- [WORK TASK] The line containing "### Proposed Behavior" marks the end: quote every line from the start of the records below through it, word for word.

- [MATERIAL TO PROCESS]
Issue #5577, opened 2025-11-26
Fuzzy Matching as project setting instead of global


BrightKn1ght:
### Current Behavior

Currently fuzzy matching setting is a global setting which affects all projects. We have a Dependency Track instance running in your company and different departments are using it. Some are now wanting to scan with Fuzzy Matching while the others are complaining about too many False Positives.

### Proposed Behavior

I would suggest the following:

1. Adding a toggle button to the project creation dialog allowing to enable/disable the fuzzying on per project level. 
2. Marking the vulnerabilities found by fuzzying with a flag, which allows filtering them later in the UI. Probably the code section where to flag them could be [here](https://github.com/DependencyTrack/dependency-track/blob/a4ed39ff22d33edeb8fbe15b4cd93d070517cd3d/src/main/java/org/dependencytrack/search/FuzzyVulnerableSoftwareSearchManager.java#L143) and [here](https://github.com/DependencyTrack/dependency-track/blob/a4ed39ff22d33edeb8fbe15b4cd93d070517cd3d/src/main/java/org/dependencytrack/search/FuzzyVulnerableSoftwareSearchManager.java#L129)

### Checklist

- [x] I have read and understand the [contributing guidelines](https://github.com/DependencyTrack/dependency-track/blob/master/CONTRIBUTING.md#filing-issues)
- [x] I have checked the [existing issues](https://github.com/DependencyTrack/dependency-track/issues) for whether this enhancement was already requested

BrightKn1ght:
I have started working on a solution. PR is coming soon.

PR #5729, opened 2026-01-21
Add fuzzy flag

BrightKn1ght:
### Description

DT supports fuzzy matching just as a global setting which will affect all upcoming projects/scans. Now you will have some users which like to see such matches and some are complaining about too may new matches. When you enable fuzzy matching, a lot of false positives could be generated. With this change findings that are found by fuzzing get annotated with a foundByFuzzing flag. When users can see which findings are caused by fuzzy matching, helps clearing false positives faster. Users which do not like to see such results could filter them out in their DT project => changes in frontend will be also required. 
With this change the flag will be present in the findings endpoint. 

E.g. endpoint **/api/v1/finding/project/your-project-id** returns now the response [findings-response.txt](https://github.com/user-attachments/files/24769496/findings-response.txt) with the BOM [libarchive_purl 1.json](https://github.com/user-attachments/files/24769511/libarchive_purl.1.json)

### Addressed Issue

CLOSES: #5577

### Checklist

- [x ] I have read and understand the [contributing guidelines](../CONTRIBUTING.md#pull-requests)
- [x ] This PR implements an enhancement, and I have provided tests to verify that it works as intended
  // i have introduced a new database field for the fuzzy flag. not sure if this needs an update logic?

### DIFF
--- a/src/test/java/org/dependencytrack/resources/v1/FindingResourceTest.java
+++ b/src/test/java/org/dependencytrack/resources/v1/FindingResourceTest.java
@@ -631,16 +631,16 @@ class FindingResourceTest extends ResourceTest {
         Component c1 = createComponent(p1, "Component A", "1.0");
         Component c2 = createComponent(p1, "Component B", "1.0");
         Component c3 = createComponent(p1, "Component C", "1.0");
-        
+
         // Create vulnerabilities with different EPSS scores
         Vulnerability v1 = createVulnerabilityWithEpss("Vuln-1", Severity.CRITICAL, new BigDecimal("0.1"));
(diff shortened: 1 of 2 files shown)


BrightKn1ght:
I understand your concern about linking a specific scanner attribute with a generic attribution concept. That's also one thing which disturbed myself. Could you please elaborate a little more on what you are understanding under confidence score and how one could realize that? Are you meaning something like a score number e.g. from 0 to 100 how certain an issue is identified or do you mean to put the proposed fuzzy flag somewhere where it better belongs to. In case real score number is meant, should it then be supported by all scanners? This might be a real though thingy considering DT supports currently 5 different scanners. 
It's may first PR to DT so my understanding of the code base is limited yet.

PR #5739, opened 2026-01-23
Prevent XSS by removing unsafe innerHTML usage in search results  Signed-off-by:rajesh.sangepu@opsmx.io

Rajesh-Sangepu:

- [RESULT]
Issue #5577, opened 2025-11-26
Fuzzy Matching as project setting instead of global


BrightKn1ght:
### Current Behavior

Currently fuzzy matching setting is a global setting which affects all projects. We have a Dependency Track instance running in your company and different departments are using it. Some are now wanting to scan with Fuzzy Matching while the others are complaining about too many False Positives.

### Proposed Behavior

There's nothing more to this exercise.